Now they are onto the tenth generation. The problems have changed a lot over time. Well, mainly the performance requirements have only gotten higher and higher but the power budgets have...not. Tensilica's processors are often used to offload the control processor in various applications, or to create systems with performance that cannot be approached with a general purpose processor. Terabit data rates for example. Usually the big motivation is power: offload the application processor in a smartphone to play mp3 at much lower power, or design an LTE modem without requiring a power hungry multicore general purpose processor. Back in 1997 we didn't worry much about power.
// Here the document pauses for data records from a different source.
PR #5155, opened 2024-08-20
Catalyst2 support

ChristosT:
This PR completes the work of https://github.com/ECP-WarpX/WarpX/pull/4121 by updating the cmake files where appropriate and adding a CI job specifically for the catalyst integration as well as updating existing tests.

This supersedes and closes https://github.com/ECP-WarpX/WarpX/pull/4121.

cc: @c-wetterer-nelson 

Examples form the generated images (thanks to @andrewcombs !):

https://github.com/user-attachments/assets/6c073c74-7ce1-43cc-b7e8-7438c5163dbb

https://github.com/user-attachments/assets/94c6ec13-8c8b-4acf-a5b2-e8b16cb033dc

PR #5264, opened 2024-09-13
docs: provove build and usage instructions of catalyst

ChristosT:
This takes care of the comments in https://github.com/ECP-WarpX/WarpX/pull/5155


ax3l (approved):
Thank you, that looks great!

PR #5268, opened 2024-09-13
Fix C++20 issue

lucafedeli88:
This PR fixes the following warning, observed with `g++ 14`:

```
warning: template-id not allowed for constructor in C++20
```

See for instance https://stackoverflow.com/questions/71978335/class-templates-constructor-declaration-doesnt-compile-for-c20-but-compiles


ax3l (approved):
Yay!!

PR #5273, opened 2024-09-15
Use only plasma current in `HybridPICSolveE` 

roelof-groenewald:
This PR fixes a bug in the Ohm's law solver. Currently the total current ($J = J_e + J_i + J_{ext}$) is used in the resistivity term in Ohm's law but actually only the plasma current ($J_{plasma} = J_e + J_i = \nabla\times B/\mu_0 - J_{ext}$) should be used. 
Correspondingly the external current `multifabs` are changed to have staggering that matches the `current_fp` `multifabs`.


marcoacc95 (commented):
Thanks for fixing this Roelof, I have a question regarding the J_ext

Does J_ext still need to be a current through the plasma? or can it be used as a "coil" current too?

roelof-groenewald:
> Does J_ext still need to be a current through the plasma? or can it be used as a "coil" current too?

With the current implementation of Ohm's law - assuming massless electrons - it does have to a current through the plasma. However, once we can extend Ohm's law to include electron inertia one would in principle be able to use `J_ext` to specify coil currents. However, I would like to move towards being generally able to separately handle the magnetic field applied from external coils versus the field generated by the plasma. I'm still trying to work out how exactly to do that in a consistent manner though. Maybe you guys have some thoughts on that?

marcoacc95:
For now we are trying to do that by splitting the fields between the self-generated field and the external one for the particle pusher, it is work in progress but maybe @clarkse can comment on that?

clarkse:
@roelof-groenewald I have a WIP PR for adding external fields here through the analytical particle field interface. I do plan to add time dependent solenoids into the accelerator lattice that could be used to specify coil geometries.

https://github.com/ECP-WarpX/WarpX/pull/5275

Source/Fields.H
```diff
@@ -40,11 +40,11 @@ namespace warpx::fields
...
-        hybrid_electron_pressure_fp,
-        hybrid_rho_fp_temp,
-        hybrid_current_fp_temp,
-        hybrid_current_fp_ampere,
-        hybrid_current_fp_external,
+        hybrid_electron_pressure_fp, //!< Used with Ohm's law solver. Stores the electron pressure
+        hybrid_rho_fp_temp,          //!< Used with Ohm's law solver. Stores the time interpolated/extrapolated charge density
+        hybrid_current_fp_temp,      //!< Used with Ohm's law solver. Stores the time interpolated/extrapolated current density
+        hybrid_current_fp_plasma,    //!< Used with Ohm's law solver. Stores plasma current calculated as J_plasma = curl x B / mu0 - J_ext
+        hybrid_current_fp_external,  //!< Used with Ohm's law solver. Stores external current
```
roelof-groenewald: @ax3l I went ahead and added the docstrings in this PR as you requested.

ax3l: Thank you, Roelof, appreciate it! :)

Source/Fields.H
```diff
@@ -45,11 +45,11 @@ namespace warpx::fields
...
```
ax3l: Need to use the inline format for the comment, because of the macro used:
```suggestion
        hybrid_electron_pressure_fp, /**< Used with Ohm's law solver. Stores the electron pressure */
        hybrid_rho_fp_temp,          /**< Used with Ohm's law solver. Stores the time interpolated/extrapolated charge density */
        hybrid_current_fp_temp,      /**< Used with Ohm's law solver. Stores the time interpolated/extrapolated current density */
        hybrid_current_fp_plasma,    /**< Used with Ohm's law solver. Stores plasma current calculated as J_plasma = curl x B / mu0 - J_ext */
        hybrid_current_fp_external,  /**< Used with Ohm's law solver. Stores external current */
```

ax3l (approved):
Thank you for the PR and thanks for the reviews!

Another thing we didn't worry so much about back then was programmability for its own sake. We had a specification, we wrote RTL and we taped out the chip. But now designs have to be more flexible since often the chip design has to be frozen before the specification is finalized. Being first to market often means starting the design earliest. In many environments new standards or tweaks to the standard show up. The only way to make that sort of late change is for it to be in software. But a general purpose processor is much too power hungry and, often, too low performance to do the job. The sweet spot is a processor that is optimized for the job in hand but is still programmable to take account of late changes and new standards.
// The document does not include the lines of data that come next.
PR #5274, opened 2024-09-15
Minor refactoring of refined injection for AddPlasmaFlux

RemiLehe:
In `AddPlasmaFlux`, the code associated with the refined injection can be simplified a bit in a few places.

### DIFF
--- a/Source/Particles/PhysicalParticleContainer.cpp
+++ b/Source/Particles/PhysicalParticleContainer.cpp
@@ -1456,7 +1456,7 @@ PhysicalParticleContainer::AddPlasmaFlux (PlasmaInjector const& plasma_injector,
             auto hi = getCellCoords(overlap_corner, dx, {1._rt, 1._rt, 1._rt}, iv);
 
             // Skip cells that do not overlap with the injection plane
-            if (!flux_pos->overlapsWith(lo, hi)) return;
+            if (!flux_pos->overlapsWith(lo, hi)) { return; }
 
             // Determine how many particles to inject in this cell
             auto index = overlap_box.index(iv);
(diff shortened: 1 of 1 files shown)


Source/Particles/PhysicalParticleContainer.cpp
```diff
@@ -1533,24 +1533,18 @@ PhysicalParticleContainer::AddPlasmaFlux (PlasmaInjector const& plasma_injector,
...
             const IntVect iv = IntVect(AMREX_D_DECL(i, j, k));
+            amrex::ignore_unused(j,k);
             const auto index = overlap_box.index(iv);
 
             Real scale_fac = compute_scale_fac_area(dx, num_ppc_real, flux_normal_axis);
 
             auto lo = getCellCoords(overlap_corner, dx, {0._rt, 0._rt, 0._rt}, iv);
             auto hi = getCellCoords(overlap_corner, dx, {1._rt, 1._rt, 1._rt}, iv);
 
-            if (flux_pos->overlapsWith(lo, hi))
```
RemiLehe, line 1542: This `if` condition is not key here, since the `pcounts[index]` is `0` anyway for cells that do not overlap.

Source/Particles/PhysicalParticleContainer.cpp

So what is new? I am not going to attempt to list everything or this blog would be unreadably long. There is obviously a lot of focus on power. There is a lot of dynamic clock gating. This is similar to the sequential clock gating that tools from several EDA vendors provide, except that the Xtensa system knows much better which values will be used, and in many cases this cannot be deduced from static analysis of the RTL since it is concealed in the software. A lot of unnecessary memory access can be avoided this way.
Talking of memory, there are a lot of memory subsystem improvements to improve bandwidth and to increase parallelism. This allows for a wider range of programming models.
There is a small (up to 256 bytes) L0 cache. It would seem that would be almost useless. Funnily enough one of the first computers I ever programmed was the Cambridge University Titan system. They added a 32 word cache (so about the same size) indexed off the lowest 5 bits of the PC. Again, it seems like it wouldn't make much difference. But it can make a big difference since it ensures that any loop of less than 32 instructions runs out of cache. And algorithms often have a lot of small tight inner loops with just a few instructions. For example, mp3 decode spends 40% of its time in this sort of loop.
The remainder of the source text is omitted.